4. The method for judging a main road and a secondary road according to claim 3, wherein the determining that the moving object region satisfies an interference condition comprises:

and if the number of the moving object regions is larger than a preset threshold value, or pixel points on the edges of at least one of the left side and the right side in the video frame are located in the moving object regions, determining that the moving object regions meet interference conditions.

5. The method according to any one of claims 1 to 4, wherein the projecting the travel region to the real world coordinate system includes:

and determining the coordinates of each pixel point in the driving area in a pixel coordinate system, and combining the predetermined internal reference matrix, external reference matrix and depth of the video acquisition equipment to obtain the coordinates of the pixel points in a world coordinate system of the real world.

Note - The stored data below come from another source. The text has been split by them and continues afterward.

Issue #1103, opened 2019-10-12
Add resolution parameter when saving a Bloch sphere image


Titanosaurus:
Hi there! You people have done an incredible work with Qutip, but I still think there are many small settings that could be added probably without much effort;

When saving a Bloch sphere
`
from qutip import *

b = Bloch()
b.save(dirc = 'temp')
`

It would be awesome to have a way to specify the resolution of the png image just like in pyplot. Something like this

`b.save(dirc = 'temp', dpi = 600)`

Not having this option currently forbids these images to be added to conference posters or HD animations since the resolution is low.

Is there any workaround for this? I really need to know how to do it if there's a way.

tehruhn:
@nathanshammah I'm looking into this right now.

tehruhn:
HI @Titanosaurus , have submitted a PR, you will have your fix when it gets merged. :)

Usage would be as follows:
```b = Bloch()
    b.save("test", dpsi=500)
```

MichelangeloPantaleoni:
Thank you so much. You are quick!

Titanosaurus:
Wow, thank you for the quick response!

PR #1104, opened 2019-10-12
fixes issue #1103, adds dpsi arg to Bloch.save()

tehruhn:
added an argument to take dpsi (dots per square inch) in Bloch.save(), whose usage would be as follows :
``` b = Bloch()
     b.save("test", dpsi = 1000)
```
Only modified bloch.py, hence merge ready


nathanshammah:
There is a `.idea/workspace.xml` file that got picked up. I imagine that's specific of your environment, you would need to add it to the gitignore.

nathanshammah:
The dpsi option worked fine on my mac from jupyter. 
- please update the docstring to highlight this option (could also add the presence of the `name` option, besides directory and format)
- It is a nice feature, it could be highlighted in the documentation,  here https://github.com/qutip/qutip-doc/blob/master/guide/guide-bloch.rst
- add to 4.4.1 enhancements in the changelog, https://github.com/qutip/qutip-doc/blob/master/changelog.rst
Let's skip the codeclimate  issues for the moment, but in the future it might be nice to refactor the Bloch class inner workings, as it took me a while to sort out issue #1027.

nathanshammah:
Thanks @tehruhn for swiftly addressing this issue opened by @Titanosaurus. Please remember update the change log and .rst documentation file, when you manage. (It may be nice to find a way to remind contributors to update the Change log for the new version release, or understand how this can be partly done automatically, as in qiksit).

6. The method for judging the main road and the auxiliary road according to claims 1-4, wherein the obtaining the width of the road to be identified according to the distance between the pixel points at the left end and the pixel points at the right end in the same row of the pixel points in the driving area in the world coordinate system comprises:

determining target row pixel points for calculating width from the driving area according to the distribution condition of the distances between the pixel points at the left end and the right end in all the row pixel points in the driving area;

and obtaining the width of the road to be identified according to the distance between the pixel points at the left end and the pixel points at the right end in the target line pixel points in the world coordinate system.

7. The method for judging the main road and the auxiliary road according to claim 6, wherein the determining the target row pixel for calculating the width from the driving area according to the distribution of the distances of the pixel points at the left end and the right end in all the row pixel points in the driving area in the world coordinate system comprises:

sorting the distances of the pixel points at the left end and the right end in all the pixel points in the driving area in the world coordinate system from large to small;

8. The main and auxiliary road judgment method according to claim 1, wherein the matching the width of the road to be identified with the width of the road in the base map data, and determining the main and auxiliary road information of the road to be identified according to the matching result comprises:

and determining the main and auxiliary road information of the target road recorded in the map data as the main and auxiliary road information of the road to be identified, wherein the width similarity of the road to be identified and the road to be matched is greater than a preset threshold value.

9. A primary and secondary road determination device, comprising:

the video acquisition module is used for acquiring road condition videos;

the driving area identification module is used for determining a driving area from a video frame of the road condition video, wherein the driving area is the imaging content of a road to be identified in the real world in the video frame;

the road width identification module is used for projecting the driving area to a world coordinate system of the real world and obtaining the width of the road to be identified according to the distance between the pixel points at the left end and the right end in the same row of pixel points in the driving area in the world coordinate system;

10. An electronic device comprising a memory, a processor and a computer program stored on the memory and executable on the processor, wherein the processor implements the steps of the method of determining a primary and secondary road as claimed in any one of claims 1 to 8 when executing the program.

11. A computer-readable storage medium storing computer instructions for causing a computer to perform the steps of the primary and secondary road judgment method according to any one of claims 1 to 8.